Start of Task material

PR #414, opened 2024-11-03
allow timestamp overrides

andrewkmin:
## Summary & Motivation
$title

The main use case this serves is when a client may have an incorrect system time, leading to rejections by our servers. See https://docs.turnkey.com/faq#how-long-is-a-signed-activity-request-valid-for for more details.

## How I Tested These Changes
Examples

## Did you add a changeset?


packages/http/src/shared.ts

End of Task material

• _About this task_:
Please copy the data in full, character for character.

• _Answer section_:
PR #414, opened 2024-11-03
allow timestamp overrides

andrewkmin:
## Summary & Motivation
$title

The main use case this serves is when a client may have an incorrect system time, leading to rejections by our servers. See https://docs.turnkey.com/faq#how-long-is-a-signed-activity-request-valid-for for more details.

## How I Tested These Changes
Examples

## Did you add a changeset?


packages/http/src/shared.ts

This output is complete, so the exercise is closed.